__Data supplied__

PR #387, opened 2022-09-09
Role="status" not working in some areas - JS Fix [WIP]

JackRyan1989:
Role status is now working on the Guidance and Resources page. It will not work consistently on the search page as that page does a full refresh on search. 

### Testing:
1. Head to the Guidance and Resources page
2. Turn on MacOS voiceover - https://support.apple.com/guide/voiceover/turn-voiceover-on-or-off-vo2682/mac
3. Toggle the checkboxes
4. The Screen reader should announce the number of items returned.


_assets/js/pagination.js
```diff
@@ -25,12 +26,12 @@ function reqLoaded() {
...
     renderSearchPage(resJSON, urlParams, NUMBER_OF_RESULTS);
   } else {
-    renderSearchResults(`${noResults()}`, false);
+    target.innerHTML = totalResults(null, 'result');
   }
 }
 // If timeout:
 function reqTimeout() {
-  renderSearchResults(`${noResults()}`, false);
+  target.innerHTML = totalResults(null, 'result');
```
billyhunt, line 34: Should this be null or 0?

billyhunt (commented):
Looks good.  Just checking that one thing to make sure we are not type casting null to what should be 0.

_assets/js/pagination.js
```diff
@@ -1,7 +1,6 @@
-import renderSearchResults from './utils/renderSearchResults';
 import { NUMBER_OF_RESULTS, SEARCH_ENDPOINT, ACCESS_KEY, AFFILIATE } from './utils/constants';
 import renderSearchPage from './utils/renderSearchPage';
-import noResults from './templates/search/noResultsTemplate';
+import totalResults from "./templates/search/totalResultsTemplate";
```
billyhunt, line 3: Does noResultsTemplate still get used somewhere?

JackRyan1989: No, it should all be handled by the totalResultsTemplate.

_assets/js/pagination.js
JackRyan1989: I have totalResults set to handle 0 differently than null. Null is passed in when there is an server side error. Here if the request timesout, we pass in null to return the error text. If 0 is passed in, then that means there are no results, so we return the no results found text.

_assets/js/pagination.js
billyhunt: Cool!

_assets/js/pagination.js
billyhunt: I usually try and keep each variable as one data type.  I wonder if you could pass in -1 instead?  If you want to use null though, its cool.

billyhunt (approved):

_assets/js/pagination.js
JackRyan1989: That makes sense. I could pass in -1, I just need to alter the if checks because one is just checking if the number is less than 1. So I'll add one that checks explicitly for 0, and another that explicitly checks for -1.

PR #390, opened 2022-09-16
compressed image

c2nelson:
replaced image


c2nelson:
@vwilliamsn the original image was 10mb. I compressed it to 4

vwilliamsn:
@c2nelson that looks better, thanks for spotting that!

vwilliamsn (approved):
You rock @c2nelson!

PR #789, opened 2015-02-04
HSEARCH-633 Package annotations

DavideD:
https://hibernate.atlassian.net/browse/HSEARCH-633

With this pull request it's possible to add filter and analyzers on packages containing indexed classes.


Sanne:
Always nice to see we can add some value at minimal complexity :+1: 

The comments in the tests are very minor things, up to you what you want to polish.
Only request I have is to add a (very minimal) mention in the documentation of this being possible at all?

Sanne:
> Should we add a note that all these definitions generally not only apply to the element at which they are given but globally? So e.g. giving an analyzer def on a package-info.java does not limit its usage to that package but makes it available in general.

+1 to add a note but that's not limited to the ones applied on packages. They are always "global"

Sanne:
great, merged

PR #791, opened 2015-02-04
HSEARCH-1802: add the lucene grouping feature to hibernate search

saschagrebe:
My basic implementation of the lucene grouping is inspired by the facetted search. It does only extract the entity infos from the index. The use of document extractor should be checked by someone with a deeper understanding of the hibernate search internals.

__Task prompt__
Give back the complete material, keeping every word exactly as written.

__Result of this exercise__
PR #387, opened 2022-09-09
Role="status" not working in some areas - JS Fix [WIP]

JackRyan1989:
Role status is now working on the Guidance and Resources page. It will not work consistently on the search page as that page does a full refresh on search. 

### Testing:
1. Head to the Guidance and Resources page
2. Turn on MacOS voiceover - https://support.apple.com/guide/voiceover/turn-voiceover-on-or-off-vo2682/mac
3. Toggle the checkboxes
4. The Screen reader should announce the number of items returned.


_assets/js/pagination.js
```diff
@@ -25,12 +26,12 @@ function reqLoaded() {
...
     renderSearchPage(resJSON, urlParams, NUMBER_OF_RESULTS);
   } else {
-    renderSearchResults(`${noResults()}`, false);
+    target.innerHTML = totalResults(null, 'result');
   }
 }
 // If timeout:
 function reqTimeout() {
-  renderSearchResults(`${noResults()}`, false);
+  target.innerHTML = totalResults(null, 'result');
```
billyhunt, line 34: Should this be null or 0?

billyhunt (commented):
Looks good.  Just checking that one thing to make sure we are not type casting null to what should be 0.

_assets/js/pagination.js
```diff
@@ -1,7 +1,6 @@
-import renderSearchResults from './utils/renderSearchResults';
 import { NUMBER_OF_RESULTS, SEARCH_ENDPOINT, ACCESS_KEY, AFFILIATE } from './utils/constants';
 import renderSearchPage from './utils/renderSearchPage';
-import noResults from './templates/search/noResultsTemplate';
+import totalResults from "./templates/search/totalResultsTemplate";
```
billyhunt, line 3: Does noResultsTemplate still get used somewhere?

JackRyan1989: No, it should all be handled by the totalResultsTemplate.

_assets/js/pagination.js
JackRyan1989: I have totalResults set to handle 0 differently than null. Null is passed in when there is an server side error. Here if the request timesout, we pass in null to return the error text. If 0 is passed in, then that means there are no results, so we return the no results found text.

_assets/js/pagination.js
billyhunt: Cool!

_assets/js/pagination.js
billyhunt: I usually try and keep each variable as one data type.  I wonder if you could pass in -1 instead?  If you want to use null though, its cool.

billyhunt (approved):

_assets/js/pagination.js
JackRyan1989: That makes sense. I could pass in -1, I just need to alter the if checks because one is just checking if the number is less than 1. So I'll add one that checks explicitly for 0, and another that explicitly checks for -1.

PR #390, opened 2022-09-16
compressed image

c2nelson:
replaced image


c2nelson:
@vwilliamsn the original image was 10mb. I compressed it to 4

vwilliamsn:
@c2nelson that looks better, thanks for spotting that!

vwilliamsn (approved):
You rock @c2nelson!

PR #789, opened 2015-02-04
HSEARCH-633 Package annotations

DavideD:
https://hibernate.atlassian.net/browse/HSEARCH-633

With this pull request it's possible to add filter and analyzers on packages containing indexed classes.


Sanne:
Always nice to see we can add some value at minimal complexity :+1: 

The comments in the tests are very minor things, up to you what you want to polish.
Only request I have is to add a (very minimal) mention in the documentation of this being possible at all?

Sanne:
> Should we add a note that all these definitions generally not only apply to the element at which they are given but globally? So e.g. giving an analyzer def on a package-info.java does not limit its usage to that package but makes it available in general.

+1 to add a note but that's not limited to the ones applied on packages. They are always "global"

Sanne:
great, merged

PR #791, opened 2015-02-04
HSEARCH-1802: add the lucene grouping feature to hibernate search

saschagrebe:
My basic implementation of the lucene grouping is inspired by the facetted search. It does only extract the entity infos from the index. The use of document extractor should be checked by someone with a deeper understanding of the hibernate search internals.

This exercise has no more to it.